Stored data entries:
PR #5227, opened 2025-09-16
[M] CANDLEPIN-1065: Added bulk migration event

joshmalbrecht:
- Added a new BULK_MIGRATION audit event for when multiple entities are moved to a target entity.
- Updated the Event class to include an "anonymousOwner" boolean field.
- Updated ConsumerMigrationJob to emit a new bulk consumer migration event for each batch of migrated consumers.
- Updated the Owned interface to include an "isOwnerAnonymous" method.
- Updated EventBuilder to set the event's anonymousOwner field for all Owned entities.
- Updated NestedOwnerDTO to include an "anonymous" boolean field.

### DIFF
--- a/src/main/java/org/candlepin/controller/ConsumerMigration.java
+++ b/src/main/java/org/candlepin/controller/ConsumerMigration.java
@@ -1,5 +1,5 @@
 /*
- * Copyright (c) 2009 - 2024 Red Hat, Inc.
+ * Copyright (c) 2009 - 2025 Red Hat, Inc.
  *
  * This software is licensed to you under the GNU General Public License,
  * version 2 (GPLv2). There is NO WARRANTY for this software, express or
@@ -15,6 +15,9 @@
 
 package org.candlepin.controller;
 
+import org.candlepin.audit.Event;
+import org.candlepin.audit.EventFactory;
+import org.candlepin.audit.EventSink;
 import org.candlepin.config.ConfigProperties;
 import org.candlepin.config.Configuration;
 import org.candlepin.model.CertSerial;
@@ -24,6 +27,7 @@ import org.candlepin.model.ContentAccessCertificateCurator;
 import org.candlepin.model.IdentityCertificateCurator;
 import org.candlepin.model.Owner;
 import org.candlepin.model.OwnerCurator;
+import org.candlepin.util.Transactional;
 
 import com.google.common.collect.Iterables;
 import com.google.common.collect.Streams;
@@ -38,7 +42,7 @@ import java.util.Objects;
 import javax.inject.Inject;
 
 /**
- * Class responsible for migration of consumers from anonymous orgs.
+ * Class responsible for migration of consumers from anonymous owners.
  */
 public class ConsumerMigration {
 
@@ -49,6 +53,8 @@ public class ConsumerMigration {
     private final IdentityCertificateCurator identityCertificateCurator;
     private final ContentAccessCertificateCurator contentAccessCertificateCurator;
     private final CertificateSerialCurator serialCurator;
+    private final EventFactory eventFactory;
+    private final EventSink eventSink;
     private final I18n i18n;
     private final int batchSize;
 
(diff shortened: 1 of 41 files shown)


src/test/java/org/candlepin/model/ConsumerCuratorTest.java
```diff
@@ -2429,6 +2470,44 @@ public void testDeleteConsumerCreateCorrespondingRecordInDeleteConsumerTable() {
             .returns(consumer.getUuid(), DeletedConsumer::getConsumerUuid);
     }
 
+    @Test
+    public void testGetConsumerUuidsWithNullConsumerIds() {
```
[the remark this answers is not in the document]
joshmalbrecht: Updated

src/main/java/org/candlepin/dto/manifest/v1/SubscriptionDTO.java
```diff
@@ -134,6 +134,15 @@ public String getOwnerKey() {
...
     }
 
+    /**
+     * {@inheritDoc}
+     */
+    @Override
+    @JsonIgnore
+    public boolean isOwnerAnonymous() {
+        return false;
+    }
```
joshmalbrecht, line 144: I believe that this is fine since the field is not being serialized

src/main/java/org/candlepin/model/Owned.java
```diff
@@ -15,11 +15,22 @@
...
 
+    /**
+     * @return the key of the {@link Owner} that owns this entity
+     */
     String getOwnerKey();
+
+    /**
+     * @return the anonymous state of the {@link Owner} that owns this entity
+     */
+    boolean isOwnerAnonymous();
```
nikosmoum, line 35: While I understand the original argument of adding this field at the root of the event for consistency, the way we have tied these interfaces to our model entities and events makes this change pollute all of them with this method. But I don't see a way around it, unless we do it in a non-standard way, which is also not ideal. So I guess lets leave it as is?

joshmalbrecht: Yeah, I thought the same thing when I was implementing this, but I'm not sure if there is a better way of handling this to be honest. :/

src/main/java/org/candlepin/controller/ConsumerMigration.java
```diff
@@ -49,38 +53,61 @@ public class ConsumerMigration {
...
+            .onRollback(status -> this.eventSink.rollback());
+
         boolean failed = false;
         for (List<String> consumerIdsBlock : Iterables.partition(consumerIds, this.batchSize)) {
             try {
-                this.ownerCurator.transactional(() -> this.migrateBatch(consumerIdsBlock, destinationOwner));
+                transaction.execute(() -> {
+                    this.migrateBatch(consumerIdsBlock, destinationOwner);
+
+                    List<String> consumerUuids = this.consumerCurator.getConsumerUuids(consumerIdsBlock);
```
nikosmoum: Is there a reason we need to fetch consumer IDs at the start of this method, and then do another query for each batch here to convert them to consumer uuids? could we not update the original query to fetch uuids instead (there is already such a method in OwnerCurator)?

nikosmoum (commented):
Looks good overall, I just have one question/suggestion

= WORK TO COMPLETE =
All of the records need to be transcribed exactly.

= SOLVED PROBLEM =
PR #5227, opened 2025-09-16
[M] CANDLEPIN-1065: Added bulk migration event

joshmalbrecht:
- Added a new BULK_MIGRATION audit event for when multiple entities are moved to a target entity.
- Updated the Event class to include an "anonymousOwner" boolean field.
- Updated ConsumerMigrationJob to emit a new bulk consumer migration event for each batch of migrated consumers.
- Updated the Owned interface to include an "isOwnerAnonymous" method.
- Updated EventBuilder to set the event's anonymousOwner field for all Owned entities.
- Updated NestedOwnerDTO to include an "anonymous" boolean field.

### DIFF
--- a/src/main/java/org/candlepin/controller/ConsumerMigration.java
+++ b/src/main/java/org/candlepin/controller/ConsumerMigration.java
@@ -1,5 +1,5 @@
 /*
- * Copyright (c) 2009 - 2024 Red Hat, Inc.
+ * Copyright (c) 2009 - 2025 Red Hat, Inc.
  *
  * This software is licensed to you under the GNU General Public License,
  * version 2 (GPLv2). There is NO WARRANTY for this software, express or
@@ -15,6 +15,9 @@
 
 package org.candlepin.controller;
 
+import org.candlepin.audit.Event;
+import org.candlepin.audit.EventFactory;
+import org.candlepin.audit.EventSink;
 import org.candlepin.config.ConfigProperties;
 import org.candlepin.config.Configuration;
 import org.candlepin.model.CertSerial;
@@ -24,6 +27,7 @@ import org.candlepin.model.ContentAccessCertificateCurator;
 import org.candlepin.model.IdentityCertificateCurator;
 import org.candlepin.model.Owner;
 import org.candlepin.model.OwnerCurator;
+import org.candlepin.util.Transactional;
 
 import com.google.common.collect.Iterables;
 import com.google.common.collect.Streams;
@@ -38,7 +42,7 @@ import java.util.Objects;
 import javax.inject.Inject;
 
 /**
- * Class responsible for migration of consumers from anonymous orgs.
+ * Class responsible for migration of consumers from anonymous owners.
  */
 public class ConsumerMigration {
 
@@ -49,6 +53,8 @@ public class ConsumerMigration {
     private final IdentityCertificateCurator identityCertificateCurator;
     private final ContentAccessCertificateCurator contentAccessCertificateCurator;
     private final CertificateSerialCurator serialCurator;
+    private final EventFactory eventFactory;
+    private final EventSink eventSink;
     private final I18n i18n;
     private final int batchSize;
 
(diff shortened: 1 of 41 files shown)


src/test/java/org/candlepin/model/ConsumerCuratorTest.java
```diff
@@ -2429,6 +2470,44 @@ public void testDeleteConsumerCreateCorrespondingRecordInDeleteConsumerTable() {
             .returns(consumer.getUuid(), DeletedConsumer::getConsumerUuid);
     }
 
+    @Test
+    public void testGetConsumerUuidsWithNullConsumerIds() {
```
[the remark this answers is not in the document]
joshmalbrecht: Updated

src/main/java/org/candlepin/dto/manifest/v1/SubscriptionDTO.java
```diff
@@ -134,6 +134,15 @@ public String getOwnerKey() {
...
     }
 
+    /**
+     * {@inheritDoc}
+     */
+    @Override
+    @JsonIgnore
+    public boolean isOwnerAnonymous() {
+        return false;
+    }
```
joshmalbrecht, line 144: I believe that this is fine since the field is not being serialized

src/main/java/org/candlepin/model/Owned.java
```diff
@@ -15,11 +15,22 @@
...
 
+    /**
+     * @return the key of the {@link Owner} that owns this entity
+     */
     String getOwnerKey();
+
+    /**
+     * @return the anonymous state of the {@link Owner} that owns this entity
+     */
+    boolean isOwnerAnonymous();
```
nikosmoum, line 35: While I understand the original argument of adding this field at the root of the event for consistency, the way we have tied these interfaces to our model entities and events makes this change pollute all of them with this method. But I don't see a way around it, unless we do it in a non-standard way, which is also not ideal. So I guess lets leave it as is?

joshmalbrecht: Yeah, I thought the same thing when I was implementing this, but I'm not sure if there is a better way of handling this to be honest. :/

src/main/java/org/candlepin/controller/ConsumerMigration.java
```diff
@@ -49,38 +53,61 @@ public class ConsumerMigration {
...
+            .onRollback(status -> this.eventSink.rollback());
+
         boolean failed = false;
         for (List<String> consumerIdsBlock : Iterables.partition(consumerIds, this.batchSize)) {
             try {
-                this.ownerCurator.transactional(() -> this.migrateBatch(consumerIdsBlock, destinationOwner));
+                transaction.execute(() -> {
+                    this.migrateBatch(consumerIdsBlock, destinationOwner);
+
+                    List<String> consumerUuids = this.consumerCurator.getConsumerUuids(consumerIdsBlock);
```
nikosmoum: Is there a reason we need to fetch consumer IDs at the start of this method, and then do another query for each batch here to convert them to consumer uuids? could we not update the original query to fetch uuids instead (there is already such a method in OwnerCurator)?

nikosmoum (commented):
Looks good overall, I just have one question/suggestion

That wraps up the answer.